#### [Records for this task]
Segment Open

Issue #50425, opened 2026-06-10
[Enhancement]: refactor flush mode from writerbuffer to growing source


zhagnlu:
### Is there an existing issue for this?

- [x] I have searched the existing issues

### What would you like to be added?

Milvus supports flushing growing segment data either from DataNode WriteBuffer payload or from QueryNode growing-source data. This mechanism is used by TEXT fields, and can also apply to ordinary fields when growing-source flush is enabled.

PR #51668, opened 2026-07-21
fix: disable growing source flush by default

zhagnlu:
issue: #50425 
Disable growing-source flush by default so TEXT collections use the writer-buffer path unless the feature is explicitly enabled.

Also write TEXT V3 bloom filter and BM25 stats into the manifest instead of returning legacy stats logs.

### DIFF
--- a/internal/storage/binlog_record_writer.go
+++ b/internal/storage/binlog_record_writer.go
@@ -517,7 +517,7 @@ func (pw *PackedManifestRecordWriter) Close() error {
 // storage, and appends StatEntry records onto updates so the surrounding
 // commit registers inserts + stats atomically. Leaves pw.statsLog and
 // pw.bm25StatsLog nil so callers know stats are embedded in the manifest.
-func (pw *PackedManifestRecordWriter) appendV3Stats(updates *packed.ManifestUpdates) error {
+func (pw *packedBinlogRecordWriterBase) appendV3Stats(updates *packed.ManifestUpdates) error {
 	statsBlob, pkFieldID, err := pw.pkCollector.SerializeBlob(pw.rowNum)
 	if err != nil {
 		return err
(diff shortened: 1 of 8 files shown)


internal/storage/binlog_record_writer.go
```diff
@@ -720,16 +720,20 @@ func (pw *PackedTextManifestRecordWriter) Close() error {
 	}
 	pw.finalizeBinlogs()
 	if out == nil {
-		return pw.writeStats()
+		return nil
 	}
 
+	updates := &packed.ManifestUpdates{NewFiles: out}
+	if err := pw.appendV3Stats(updates); err != nil {
```
buqian-zilliz, line 727: **[P2] Preserve retried batched stats uploads for TEXT compaction**

Switching TEXT compaction to `appendV3Stats` also bypasses the configured `BlobsWriter`. In compaction that uploader is `BinlogIO.Upload`, which retries object-store writes under the task context and uploads BM25 blobs concurrently; `appendV3Stats` instead issues one context-free synchronous `packed.WriteFile` per PK/BM25 blob. A transient PUT after the segment writer has closed now forces the whole compaction to rerun, and schemas with multiple BM25 functions serialize every remote round trip. Keep the single manifest commit, but upload the serialized stat blobs through a context-aware retrying/batched path before registering them.

zhagnlu: Agreed. The current change keeps TEXT aligned with the existing PackedManifestRecordWriter behavior and only fixes the missing manifest stats registration. Switching V3 stats uploads to the configured BlobsWriter is a broader behavior change that should apply to both
  PackedManifestRecordWriter and PackedTextManifestRecordWriter, so I will leave this PR scoped and address that in a follow-up.

zhengbuqian (approved):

Segment Closed

#### [Your task]
Looking at the entries above, can you reproduce exactly the lines from the one that holds "- [x] I have searched the existing issues" through the one that holds "--- a/internal/storage/binlog_record_writer.go", and only those?

#### [Task output]
- [x] I have searched the existing issues

### What would you like to be added?

Milvus supports flushing growing segment data either from DataNode WriteBuffer payload or from QueryNode growing-source data. This mechanism is used by TEXT fields, and can also apply to ordinary fields when growing-source flush is enabled.

PR #51668, opened 2026-07-21
fix: disable growing source flush by default

zhagnlu:
issue: #50425 
Disable growing-source flush by default so TEXT collections use the writer-buffer path unless the feature is explicitly enabled.

Also write TEXT V3 bloom filter and BM25 stats into the manifest instead of returning legacy stats logs.

### DIFF
--- a/internal/storage/binlog_record_writer.go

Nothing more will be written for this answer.